Working data below:

PR #184, opened 2020-04-23
Upgrade Hive to 2.3.7

vedantchokshi:
### :pencil: Description
* Changed version of `hive.version` to `2.3.7` (was `2.3.2`).

### :link: Related Issues

### DIFF
--- a/CHANGELOG.md
+++ b/CHANGELOG.md
@@ -1,3 +1,7 @@
+## [16.1.1] - TBD
+### Changed
+* Changed version of `hive.version` to `2.3.7` (was `2.3.2`).
+
 ## [16.1.0] - 2020-03-18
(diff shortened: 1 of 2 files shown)


CHANGELOG.md
```diff
@@ -1,3 +1,7 @@
+## [16.1.1] - TBD
+### Changed
+* Changed version of `hive.version` to `2.3.7` (was `2.3.2`).
```
massdosage, line 3:
```suggestion
* Changed version of `hive.version` to `2.3.7` (was `2.3.2`). This allows Circus Train to be used on JDK>=9.
```
(let's add an extra bit of detail here so public end users can see what the main benefit of this change is).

End of Working data.

Activity: Set down each record again, exactly as written.

Your response:
PR #184, opened 2020-04-23
Upgrade Hive to 2.3.7

vedantchokshi:
### :pencil: Description
* Changed version of `hive.version` to `2.3.7` (was `2.3.2`).

### :link: Related Issues

### DIFF
--- a/CHANGELOG.md
+++ b/CHANGELOG.md
@@ -1,3 +1,7 @@
+## [16.1.1] - TBD
+### Changed
+* Changed version of `hive.version` to `2.3.7` (was `2.3.2`).
+
 ## [16.1.0] - 2020-03-18
(diff shortened: 1 of 2 files shown)


CHANGELOG.md
```diff
@@ -1,3 +1,7 @@
+## [16.1.1] - TBD
+### Changed
+* Changed version of `hive.version` to `2.3.7` (was `2.3.2`).
```
massdosage, line 3:
```suggestion
* Changed version of `hive.version` to `2.3.7` (was `2.3.2`). This allows Circus Train to be used on JDK>=9.
```
(let's add an extra bit of detail here so public end users can see what the main benefit of this change is).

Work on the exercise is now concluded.